Gather the lines below that include the string "adding", copying each in full.

• **GIVEN RECORDS**:
>>

PR #43, opened 2022-07-22
BNH-21 - approve landlords

cec200wire:
When an admin views the profile page of an unapproved landlord, beneath the 'Charter Status' heading there will be a button to 'Approve Landlord'. This does not appear when the current user is not an admin or when the landlord is already approved.
When clicked, this button changes some entries in the appropriate row of the Landlord table in the database: CharterApproved becomes 'true', ApprovalTime sets to the current DateTime and ApprovalAdminId set to the Id of the current user.
[THERE ARE DATABASE MIGRATIONS IN THIS PULL REQUEST]

Profile page view with button (only change is under 'Charter Status' heading
image

### DIFF
--- a/BricksAndHearts.UnitTests/ControllerTests/Admin/AdminControllerTests.cs
+++ b/BricksAndHearts.UnitTests/ControllerTests/Admin/AdminControllerTests.cs
@@ -1,6 +1,4 @@
-﻿using BricksAndHearts.Controllers;
-using BricksAndHearts.Services;
-using BricksAndHearts.ViewModels;
+﻿using BricksAndHearts.ViewModels;
 using FakeItEasy;
 using FluentAssertions;
 using Microsoft.AspNetCore.Http;
@@ -11,9 +9,6 @@ namespace BricksAndHearts.UnitTests.ControllerTests.Admin;
 
 public class AdminControllerTests : AdminControllerTestsBase
 {
-    private static readonly IAdminService adminService = A.Fake<IAdminService>();
-    private readonly AdminController _underTest = new(null!, adminService);
-    
     [Fact]
     public void Index_WhenCalledByAnonymousUser_ReturnsViewWithLoginLink()
     {
--- a/BricksAndHearts.UnitTests/ControllerTests/Admin/AdminControllerTests.cs
+++ b/BricksAndHearts.UnitTests/ControllerTests/Admin/AdminControllerTests.cs
@@ -1,4 +1,6 @@
-﻿using BricksAndHearts.ViewModels;
+﻿using BricksAndHearts.Controllers;
+using BricksAndHearts.Services;
+using BricksAndHearts.ViewModels;
 using FakeItEasy;
 using FluentAssertions;
 using Microsoft.AspNetCore.Http;
@@ -9,6 +11,9 @@ namespace BricksAndHearts.UnitTests.ControllerTests.Admin;
 
 public class AdminControllerTests : AdminControllerTestsBase
 {
+    private static readonly IAdminService adminService = A.Fake<IAdminService>();
+    private readonly AdminController _underTest = new(null!, adminService);
+    
     [Fact]
     public void Index_WhenCalledByAnonymousUser_ReturnsViewWithLoginLink()
     {
--- a/BricksAndHearts.UnitTests/ControllerTests/Admin/AdminControllerTestsBase.cs
+++ b/BricksAndHearts.UnitTests/ControllerTests/Admin/AdminControllerTestsBase.cs
@@ -1,6 +1,17 @@
-﻿namespace BricksAndHearts.UnitTests.ControllerTests.Admin;
+﻿using BricksAndHearts.Controllers;
+using BricksAndHearts.Services;
+using FakeItEasy;
+
+namespace BricksAndHearts.UnitTests.ControllerTests.Admin;
 
 public class AdminControllerTestsBase: ControllerTestsBase
 {
+    protected readonly IAdminService adminService;
+    protected readonly AdminController _underTest;
 
+    protected AdminControllerTestsBase()
+    {
+        adminService = A.Fake<IAdminService>();
+        _underTest = new(null!, adminService);
+    }
 }
--- a/BricksAndHearts.UnitTests/ControllerTests/Admin/AdminControllerTestsBase.cs
+++ b/BricksAndHearts.UnitTests/ControllerTests/Admin/AdminControllerTestsBase.cs
@@ -1,11 +1,6 @@
-﻿using BricksAndHearts.Controllers;
-using BricksAndHearts.Services;
-using FakeItEasy;
-
-namespace BricksAndHearts.UnitTests.ControllerTests.Admin;
+﻿namespace BricksAndHearts.UnitTests.ControllerTests.Admin;
 
 public class AdminControllerTestsBase: ControllerTestsBase
 {
-    public static readonly IAdminService adminService = A.Fake<IAdminService>();
-    protected readonly AdminController _underTest = new(null!, null!, adminService);
+
 }
--- a/BricksAndHearts.UnitTests/ControllerTests/Landlord/LandlordControllerTests.cs
+++ b/BricksAndHearts.UnitTests/ControllerTests/Landlord/LandlordControllerTests.cs
@@ -1,6 +1,4 @@
-﻿using BricksAndHearts.Controllers;
-using BricksAndHearts.Services;
-using BricksAndHearts.ViewModels;
+﻿using BricksAndHearts.ViewModels;
 using FakeItEasy;
 using FluentAssertions;
 using Microsoft.AspNetCore.Mvc;
@@ -10,10 +8,6 @@ namespace BricksAndHearts.UnitTests.ControllerTests.Landlord;
 
 public class LandlordControllerTests : LandlordControllerTestsBase
 {
-    private static readonly IPropertyService propertyService = A.Fake<IPropertyService>();
-    private static readonly ILandlordService landlordService = A.Fake<ILandlordService>();
-    private readonly LandlordController _underTest = new(null!, null!, landlordService, propertyService);
-
     [Fact]
     public void RegisterGet_CalledByUnregisteredUser_ReturnsRegisterViewWithEmail()
     {
--- a/BricksAndHearts.UnitTests/ControllerTests/Landlord/LandlordControllerTests.cs
+++ b/BricksAndHearts.UnitTests/ControllerTests/Landlord/LandlordControllerTests.cs
@@ -1,4 +1,7 @@
-﻿using BricksAndHearts.ViewModels;
+﻿using BricksAndHearts.Controllers;
+using BricksAndHearts.Services;
+using BricksAndHearts.ViewModels;
+using FakeItEasy;
 using FluentAssertions;
 using Microsoft.AspNetCore.Mvc;
 using Xunit;
@@ -7,6 +10,10 @@ namespace BricksAndHearts.UnitTests.ControllerTests.Landlord;
 
 public class LandlordControllerTests : LandlordControllerTestsBase
 {
+    private static readonly IPropertyService propertyService = A.Fake<IPropertyService>();
+    private static readonly ILandlordService landlordService = A.Fake<ILandlordService>();
+    private readonly LandlordController _underTest = new(null!, null!, landlordService, propertyService);
+
     [Fact]
     public void RegisterGet_CalledByUnregisteredUser_ReturnsRegisterViewWithEmail()
     {
@@ -20,5 +27,20 @@ public class LandlordControllerTests : LandlordControllerTestsBase
         // Assert
         result!.Model.Should().BeOfType<LandlordProfileModel>()
             .Which.Email.Should().Be(unregisteredUser.GoogleEmail);
+    }
+
+    [Fact]
+    public async void ApproveCharter_CallsApproveLandlord()
+    {
+        // Arrange 
+        var adminUser = CreateAdminUser();
+        MakeUserPrincipalInController(adminUser, _underTest);
+        var landlord = CreateLandlordUser();
+
+        // Act
+        var result = await _underTest.ApproveCharter(landlord.Id) as ViewResult;
+
+        // Assert
+        A.CallTo(() => landlordService.ApproveLandlord(landlord.Id, adminUser)).MustHaveHappened();
     }
 }
--- a/BricksAndHearts.UnitTests/ControllerTests/Landlord/LandlordControllerTestsBase.cs
+++ b/BricksAndHearts.UnitTests/ControllerTests/Landlord/LandlordControllerTestsBase.cs
@@ -1,4 +1,4 @@
-﻿using BricksAndHearts.Controllers;
+using BricksAndHearts.Controllers;
 using BricksAndHearts.Services;
 using FakeItEasy;
 
--- a/BricksAndHearts.UnitTests/ControllerTests/Landlord/LandlordControllerTestsBase.cs
+++ b/BricksAndHearts.UnitTests/ControllerTests/Landlord/LandlordControllerTestsBase.cs
@@ -6,6 +6,14 @@ namespace BricksAndHearts.UnitTests.ControllerTests.Landlord;
 
 public class LandlordControllerTestsBase : ControllerTestsBase
 {
-    public static readonly IPropertyService propertyService = A.Fake<IPropertyService>();
-    protected readonly LandlordController _underTest = new(null!, null!, new LandlordService(null!), propertyService,null!);
+    protected readonly IPropertyService propertyService;
+    protected readonly ILandlordService landlordService;
+    protected readonly LandlordController _underTest;
+
+    protected LandlordControllerTestsBase()
+    {
+        landlordService = A.Fake<ILandlordService>();
+        propertyService = A.Fake<IPropertyService>();
+        _underTest = new(null!, landlordService, propertyService, null!);
+    }
 }
--- a/web/Controllers/AdminController.cs
+++ b/web/Controllers/AdminController.cs
@@ -22,7 +22,6 @@ public class AdminController : AbstractController
     {
         _logger = logger;
         _adminService = adminService;
-        _dbContext = dbContext;
     }
 
     public IActionResult Index()
--- a/web/Controllers/AdminController.cs
+++ b/web/Controllers/AdminController.cs
@@ -14,11 +14,9 @@ namespace BricksAndHearts.Controllers;
 public class AdminController : AbstractController
 {
     private readonly IAdminService _adminService;
-    private readonly BricksAndHeartsDbContext _dbContext;
     private readonly ILogger<AdminController> _logger;
 
-    public AdminController(ILogger<AdminController> logger, BricksAndHeartsDbContext dbContext,
-        IAdminService adminService)
+    public AdminController(ILogger<AdminController> logger, IAdminService adminService)
     {
         _logger = logger;
         _adminService = adminService;
--- a/web/Controllers/LandlordController.cs
+++ b/web/Controllers/LandlordController.cs
@@ -15,8 +15,7 @@ public class LandlordController : AbstractController
     private readonly IMailService _mailService;
     private readonly ILogger<LandlordController> _logger;
 
-    public LandlordController(ILogger<LandlordController> logger, BricksAndHeartsDbContext dbContext,
-        ILandlordService landlordService, IPropertyService propertyService, IMailService mailService)
+    public LandlordController(ILogger<LandlordController> logger, ILandlordService landlordService, IPropertyService propertyService, IMailService mailService)
     {
         _logger = logger;
         _landlordService = landlordService;
--- a/web/Controllers/LandlordController.cs
+++ b/web/Controllers/LandlordController.cs
@@ -118,6 +118,15 @@ public class LandlordController : AbstractController
 
         return await Profile(landlordId.Value);
     }
+    
+    [Authorize(Roles="Admin")]
+    [HttpPost]
+    public async Task<ActionResult> ApproveCharter(int landlordId)
+    {
+        var user = GetCurrentUser();
+        await _landlordService.ApproveLandlord(landlordId, user);
+        return RedirectToAction("Profile", "Landlord", new { Id = landlordId });
+    }
 
     [HttpGet]
     [Route("/properties")]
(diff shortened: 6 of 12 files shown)


BricksAndHearts.UnitTests/ControllerTests/ControllerTestsBase.cs
```diff
@@ -25,12 +32,44 @@ protected BricksAndHeartsUser CreateUnregisteredUserInController(Controller _und
...
+    
+    protected BricksAndHeartsUser CreateAdminUser()
+    {
+        var userDbModel = new UserDbModel()
+        {
+            Id = 1,
+            GoogleUserName = "John Doe",
+            GoogleEmail = "test.email@gmail.com",
+            IsAdmin = true,
+            LandlordId = null,
```
kwunkiuma, line 46: Some trailing commas in this file 🙂

BricksAndHearts.UnitTests/ControllerTests/Admin/AdminControllerTestsBase.cs
```diff
@@ -1,8 +1,11 @@
 ﻿using BricksAndHearts.Controllers;
+using BricksAndHearts.Services;
+using FakeItEasy;
 
 namespace BricksAndHearts.UnitTests.ControllerTests.Admin;
 
 public class AdminControllerTestsBase: ControllerTestsBase
 {
-    protected readonly AdminController _underTest = new(null!, null!, null!);
+    public static readonly IAdminService adminService = A.Fake<IAdminService>();
```
kwunkiuma, line 9: I think this should be `protected readonly`, let me know if this doesn't work or if you would like me to clarify the reasoning 🙂

web/Views/Landlord/Profile.cshtml
```diff
@@ -70,6 +70,14 @@
...
+        {
+            @using (Html.BeginForm("ApproveCharter", "Landlord", FormMethod.Post))
+            {
+                <input type="hidden" id="landlordId" name="landlordId" value=@Model.Id>
+                <button type="submit" class="btn custom-btn-primary">Approve Landlord</button>
+            }
+        }
     }
-    
+
```
kwunkiuma, line 82: Extra newline here 🙂

BricksAndHearts.UnitTests/ControllerTests/Landlord/LandlordControllerTestsBase.cs
```diff
@@ -1,9 +1,11 @@
 ﻿using BricksAndHearts.Controllers;
 using BricksAndHearts.Services;
+using FakeItEasy;
 
 namespace BricksAndHearts.UnitTests.ControllerTests.Landlord;
 
 public class LandlordControllerTestsBase : ControllerTestsBase
 {
-    protected readonly LandlordController _underTest = new(null!, null!, new LandlordService(null!));
+    public static readonly ILandlordService landlordService = A.Fake<ILandlordService>();
```
kwunkiuma, line 9: Same comment as the one in `AdminControllerTestsBase` 🙂

kwunkiuma (commented):
Looking good! I've not requested changes so that Ben/Emily can take over looking at this when they're back, but there are some comments you can look at addressing already 🙂

BricksAndHearts.UnitTests/ControllerTests/ControllerTestsBase.cs
cec200wire: They cleared up when I rebased (I removed the trailing commas in the branch I merged yesterday, and made sure to take that version if the file when I rebased this branch).

BricksAndHearts.UnitTests/ControllerTests/Admin/AdminControllerTestsBase.cs
cec200wire: I can make it protected rather than public, but if it isn't declared as static then it can't be accessed in the static context of the next line (creating _underTest, an instance of the AdminController). There might be a way around this, but I'm not sure how complicated it would be - I tried adapting the set-up from the start of the normal AdminController and there wasn't an immediately obvious solution - and also not sure whether the static-ness was part of the problem you were commenting on or not. So for now I've changed it to 'protected static readonly'.

BenRamchandani: Having a `static` fake admin service could lead to problems as it will be reused for all the tests.

Can you move the setup to the constructor instead, creating a new fake admin service and `_underTest` controller in there. It should get run before each test.

BenRamchandani: (and same for landlord tests)

cec200wire: If it's being run before each test, is it therefore ok for the fake admin service to be static (as in, it would be a static service with a fresh copy being made each time it was needed)?

web/Controllers/AdminController.cs
```diff
@@ -89,4 +88,10 @@ public async Task<IActionResult> LandlordList()
         landlordListModel.UnapprovedLandlords = await _adminService.GetUnapprovedLandlords();
         return View(landlordListModel);
     }
+    
+    [HttpPost]
+    public ActionResult ApproveCharter()
+    {
+        return RedirectToAction("Profile", "Landlord", new { Id = 1 });
+    }
```
BenRamchandani, line 96: Can get rid of this I think

web/Services/LandlordService.cs
```diff
@@ -77,4 +78,19 @@ await using (var transaction = await _dbContext.Database.BeginTransactionAsync(I
...
+        landlord.ApprovalTime = DateTime.Now;
+        landlord.ApprovalAdminId = user.Id;
+        await _dbContext.SaveChangesAsync();
+    }
+    
+    public List<PropertyDbModel> GetListOfProperties(int landlordId)
+    {
+        return _dbContext.Properties
+            .Where(p => p.LandlordId == landlordId).ToList();
+    }
```
BenRamchandani, line 95: Is this intentional? Possibly from a merge

web/Services/LandlordService.cs
```diff
@@ -77,4 +78,19 @@ await using (var transaction = await _dbContext.Database.BeginTransactionAsync(I
 
         return ILandlordService.LandlordRegistrationResult.Success;
     }
+
+    public async Task ApproveLandlord(int landlordId,  BricksAndHeartsUser user)
+    {
+        var landlord = _dbContext.Landlords.Single(l =>l.Id == landlordId);
+        landlord.CharterApproved = true;
```
BenRamchandani, line 85: Should we check whether they have been approved already?

I think we probably should. Just throwing an exception in that case is fine I think, though if you prefer you could handle it more nicely with a redirect and flash message.

web/Views/Landlord/Profile.cshtml
```diff
@@ -70,6 +70,13 @@
     else
     {
         <p>Charter status: Pending</p>
+        @if (Model.CurrentUserIsAdmin)
+        {
+            @using (Html.BeginForm("ApproveCharter", "Landlord", FormMethod.Post))
+            {
+                <input type="hidden" id="landlordId" name="landlordId" value=@Model.Id>
+                <button type="submit" class="btn custom-btn-primary">Approve Landlord</button>
```
BenRamchandani, line 78: Is `custom-btn-primary` defined anywhere?

BenRamchandani (changes requested):

web/Services/LandlordService.cs
cec200wire: I just asked Max, apparently it was replaced by a method in PropertyServices - the merge must have accidentally kept both versions.

cec200wire: I've deleted it now, at least from this branch.

web/Views/Landlord/Profile.cshtml
cec200wire: Ah no, I was wondering why that was working weirdly - it's because I looked at some code from bootcamp to figure out how something worked and forgot to change that.

web/Services/LandlordService.cs
cec200wire: The method should only be callable on landlords who have not been approved (the 'Approve' button does not appear on the profile of those who aren't unapproved), but I can add a second check here if you think it's important.

BenRamchandani: I think it's worth having, e.g. someone could have two tabs open, and do it in one and then try and do it again in another, which would then overwrite the approval time. Not the end of the world, but not really desired behaviour.

BenRamchandani (approved):

BricksAndHearts.UnitTests/ControllerTests/Admin/AdminControllerTests.cs
```diff
@@ -9,6 +11,9 @@ namespace BricksAndHearts.UnitTests.ControllerTests.Admin;
 
 public class AdminControllerTests : AdminControllerTestsBase
 {
+    private static readonly IAdminService adminService = A.Fake<IAdminService>();
+    private readonly AdminController _underTest = new(null!, null!, adminService);
```
emilypatsko: Why have these been moved out of `AdminControllerTestsBase`?

BricksAndHearts.UnitTests/ControllerTests/Landlord/LandlordControllerTests.cs
```diff
@@ -7,6 +10,10 @@ namespace BricksAndHearts.UnitTests.ControllerTests.Landlord;
 
 public class LandlordControllerTests : LandlordControllerTestsBase
 {
+    private static readonly IPropertyService propertyService = A.Fake<IPropertyService>();
+    private static readonly ILandlordService landlordService = A.Fake<ILandlordService>();
+    private readonly LandlordController _underTest = new(null!, null!, landlordService, propertyService);
```
emilypatsko, line 15: Feels like these should live in `LandlordControllerTestsBase`

BricksAndHearts.UnitTests/ControllerTests/Landlord/LandlordControllerTests.cs
```diff
@@ -21,4 +28,19 @@ public void RegisterGet_CalledByUnregisteredUser_ReturnsRegisterViewWithEmail()
         result!.Model.Should().BeOfType<LandlordProfileModel>()
             .Which.Email.Should().Be(unregisteredUser.GoogleEmail);
     }
+
+    [Fact]
+    public async void ApproveCharter_CallsApproveLandlord()
```
emilypatsko, line 33:
```suggestion
    public async void ApproveCharter_CalledWithAdminPermissions_CallsApproveLandlord()
```

Don't forget to test this endpoint without admin permissions

BricksAndHearts.UnitTests/ControllerTests/Landlord/LandlordControllerTests.cs
```diff
@@ -21,4 +28,19 @@ public void RegisterGet_CalledByUnregisteredUser_ReturnsRegisterViewWithEmail()
...
+        // Arrange 
+        var adminUser = CreateAdminUser();
+        MakeUserPrincipalInController(adminUser, _underTest);
+        var landlord = CreateLandlordUser();
+
+        // Act
+        var result = await _underTest.ApproveCharter(landlord.Id) as ViewResult;
+
+        // Assert
+        A.CallTo(() => landlordService.ApproveLandlord(landlord.Id, adminUser)).MustHaveHappened();
```
emilypatsko, line 44: Do you want to test anything with the `result`?

BricksAndHearts.UnitTests/ControllerTests/Landlord/LandlordControllerTestsBase.cs
```diff
@@ -1,12 +1,28 @@
...
 using BricksAndHearts.ViewModels;
-using FakeItEasy;
 
 namespace BricksAndHearts.UnitTests.ControllerTests.Landlord;
 
 public class LandlordControllerTestsBase : ControllerTestsBase
 {
-    public static readonly IPropertyService propertyService = A.Fake<IPropertyService>();
-    protected readonly LandlordController _underTest = new(null!, null!, new LandlordService(null!), propertyService);
+    protected PropertyViewModel CreateExamplePropertyViewModel()
```
emilypatsko, line 8: Think this might conflict with Max's work on BNH-34

web/Services/LandlordService.cs
```diff
@@ -85,9 +84,19 @@ await using (var transaction = await _dbContext.Database.BeginTransactionAsync(I
         return _dbContext.Landlords.SingleOrDefaultAsync(l => l.Id == id);
     }
 
-    public List<PropertyDbModel> GetListOfProperties(int landlordId)
+    public async Task ApproveLandlord(int landlordId,  BricksAndHeartsUser user)
     {
-        return _dbContext.Properties
-            .Where(p => p.LandlordId == landlordId).ToList();
+        var landlord = _dbContext.Landlords.Single(l =>l.Id == landlordId);
```
emilypatsko, line 89: Generally preferable to use `SingleOrDefaultAsync` - async preferred, and the 'or default' bit makes sure it handles it if the id doesn't exist
```suggestion
        var landlord = await _dbContext.Landlords.SingleOrDefaultAsync(l => l.Id == landlordId);
```

web/Services/LandlordService.cs
```diff
@@ -85,9 +84,19 @@ await using (var transaction = await _dbContext.Database.BeginTransactionAsync(I
...
+        {
+            landlord.CharterApproved = true;
+            landlord.ApprovalTime = DateTime.Now;
+            landlord.ApprovalAdminId = user.Id;
+            await _dbContext.SaveChangesAsync();
+        }
+        else
+        {
+            throw new Exception("Landlord already approved");
+        }
```
emilypatsko, line 100: Nothing wrong with the logic, but I prefer to shape methods as:

- get info
- if something isn't valid, throw an error
- otherwise continue and do the thing I want to do

This reduces the amount of code blocks. i.e. 

- get landlord
- if already approved, throw error (basically an early return)
- otherwise carry on and approve

web/ViewModels/LandlordProfileModel.cs
```diff
@@ -1,11 +1,14 @@
 ﻿using System.ComponentModel;
 using System.ComponentModel.DataAnnotations;
+using BricksAndHearts.Auth;
 using BricksAndHearts.Database;
 
 namespace BricksAndHearts.ViewModels;
 
 public class LandlordProfileModel
 {
+    public int Id { get; set; }
```
emilypatsko, line 10: Might call this `LandlordId` to differentiate it more clearly from `CurrentUserId` below

emilypatsko (changes requested):

BricksAndHearts.UnitTests/ControllerTests/Admin/AdminControllerTests.cs
cec200wire: There was a potential issue with a static fake admin service being reused for every test - Ben suggested moving the setup to the constructor instead (see the conversation under Frank's suggestions above, I've also screenshotted it and put it here for convenience). I'm not actually certain that I've now put them in the intended place - I think maybe they should be in each individual test? - but that's why they've moved out of AdminControllerTestsBase.
image

BricksAndHearts.UnitTests/ControllerTests/Landlord/LandlordControllerTests.cs
cec200wire: I looked into unit testing things which should require authorisation, and from what I could find it's not actually possible - the unit test calls the method and ignores any [Authorise] labels above it. The only way of checking authorisation is to write a test that literally just checks that any relevant method/endpoint for the [Authorise] label, and I'm not sure if this is worth doing - if it is, it's probably worth raising a separate ticket as it would be a shared test, listing anything which requires authorisation, rather than specific to this endpoint.

BricksAndHearts.UnitTests/ControllerTests/Landlord/LandlordControllerTestsBase.cs
cec200wire: I rebased very recently (right before I left yesterday afternoon) so it should be fine.

BricksAndHearts.UnitTests/ControllerTests/Admin/AdminControllerTests.cs
emilypatsko: I think he meant to put in the constructor of `AdminControllerTestsBase`, like:
```
public class AdminControllerTestsBase: ControllerTestsBase
{
    protected readonly IAdminService AdminService;
    protected readonly AdminController UnderTest;

    protected AdminControllerTestsBase()
    {
        AdminService = A.Fake<IAdminService>();
        UnderTest = new(null!, null!, AdminService);
    }
}
```
otherwise it doesn't seem the tests base is really serving any purpose. @BenRamchandani have I understood what you were suggesting?

emilypatsko: (and same for any other controller tests base files)

BricksAndHearts.UnitTests/ControllerTests/Landlord/LandlordControllerTests.cs
emilypatsko: See my above comments on `AdminControllerTests` :)

BricksAndHearts.UnitTests/ControllerTests/Landlord/LandlordControllerTests.cs
cec200wire: For example, I tried adding the line 
result!.ViewData.Model.Should().BeOfType<LandlordProfileModel?>();
but result comes back as null, so the test then fails.
I guess since result isn't currently used I could get rid of it entirely, but I think that once database-related unit tests are working it would be good to go back and add an appropriate test for the result here - leaving the unused variable here might remind whoever ends up adding missing unit tests that this unit test could do with updating.

web/Services/LandlordService.cs
```diff
@@ -85,9 +84,16 @@ await using (var transaction = await _dbContext.Database.BeginTransactionAsync(I
         return _dbContext.Landlords.SingleOrDefaultAsync(l => l.Id == id);
     }
 
-    public List<PropertyDbModel> GetListOfProperties(int landlordId)
+    public async Task ApproveLandlord(int landlordId,  BricksAndHeartsUser user)
     {
-        return _dbContext.Properties
-            .Where(p => p.LandlordId == landlordId).ToList();
+        var landlord = await GetLandlordIfExistsFromId(landlordId);
```
emilypatsko, line 89: What if the landlord doesn't exist?

emilypatsko (dismissed):

web/ViewModels/LandlordProfileModel.cs
```diff
@@ -50,7 +57,9 @@ public static LandlordProfileModel FromDbModel(LandlordDbModel landlord)
             Title = landlord.Title,
             LandlordStatus = landlord.LandlordStatus,
             LandlordProvidedCharterStatus = landlord.LandlordProvidedCharterStatus,
-            CharterApproved = landlord.CharterApproved
+            CharterApproved = landlord.CharterApproved,
+            CurrentUserIsAdmin = user.IsAdmin,
+            CurrentUserId = user.Id
```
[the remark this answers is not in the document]
cec200wire: CurrentUserIsAdmin will slightly affect the displayed profile (things like the 'Approve Landlord' button will only appear if the current user is an admin). As far as I know, incorporating this property into the LandlordProfileModel is the easiest (if not only) way send this information to the Profile page and thus adjust the view accordingly.

CurrentUserId *was* included so that, if the user is an admin and they approve the landlord, the id of the admin who performs this action can be saved to the database (as specified in the ticket). However, having just re-checked the code, this doesn't actually seem to be needed - I think when I first made changes to the Profile Model, I forgot that it was possible to GetCurrentUser() between pressing the 'Approve Landlord' button and the database changes occurring. I've deleted this property now.

web/Services/LandlordService.cs
```diff
@@ -85,9 +84,16 @@ await using (var transaction = await _dbContext.Database.BeginTransactionAsync(I
...
-    public List<PropertyDbModel> GetListOfProperties(int landlordId)
+    public async Task ApproveLandlord(int landlordId,  BricksAndHeartsUser user)
     {
-        return _dbContext.Properties
-            .Where(p => p.LandlordId == landlordId).ToList();
+        var landlord = await GetLandlordIfExistsFromId(landlordId);
+        if (landlord!.CharterApproved)
+        {
+            throw new Exception("Landlord already approved");
+        }
```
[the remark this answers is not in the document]
cec200wire: The result does actually change slightly - it would update the ApprovalTime, and possibly also the ApprovalAdminId, if a landlord was re-approved. Ben pointed out this slight difference and suggested it would be worth just adding this quick check, which made sense to me.

web/Controllers/LandlordController.cs
```diff
@@ -106,6 +106,15 @@ public async Task<ActionResult> MyProfile()
...
     }
+    
+    [Authorize(Roles="Admin")]
+    [HttpPost]
+    public async Task<ActionResult> ApproveCharter(int landlordId)
+    {
+        var user = GetCurrentUser();
+        await _landlordService.ApproveLandlord(landlordId, user);
+        return RedirectToAction("Profile", "Landlord", new { Id = landlordId });
+    }
```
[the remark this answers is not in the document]
BenRamchandani: I don't feel strongly about it.. I'd probably leave it in Landlord controller myself, but being consistent is the only thing that really matters (so actions that admins take on landlords should either all go in admin or all go in landlord)

web/Services/LandlordService.cs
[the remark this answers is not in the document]
BenRamchandani: @emilypatsko you've been making too many APIs, you can't `PUT` from an HTML form 😛

web/ViewModels/LandlordProfileModel.cs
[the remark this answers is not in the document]
BenRamchandani: In this specific case you could do `@if (User.IsInRole("Admin"))` in the Razor view.

Probably the "right" way to do things like this in general where you're adding extra page-specific data would be to make a new "LandlordProfilePageViewModel" that includes this model as a property along with "CurrentUserIsAdmin".

If we end up adding several extra properties here then it's worth changing, but otherwise I wouldn't worry

BenRamchandani (changes requested):
One more thing!

BenRamchandani (approved):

<<

• **OUTPUT FOR THIS TASK**:
cec200wire: For example, I tried adding the line 
I guess since result isn't currently used I could get rid of it entirely, but I think that once database-related unit tests are working it would be good to go back and add an appropriate test for the result here - leaving the unused variable here might remind whoever ends up adding missing unit tests that this unit test could do with updating.
cec200wire: The result does actually change slightly - it would update the ApprovalTime, and possibly also the ApprovalAdminId, if a landlord was re-approved. Ben pointed out this slight difference and suggested it would be worth just adding this quick check, which made sense to me.
Probably the "right" way to do things like this in general where you're adding extra page-specific data would be to make a new "LandlordProfilePageViewModel" that includes this model as a property along with "CurrentUserIsAdmin".
If we end up adding several extra properties here then it's worth changing, but otherwise I wouldn't worry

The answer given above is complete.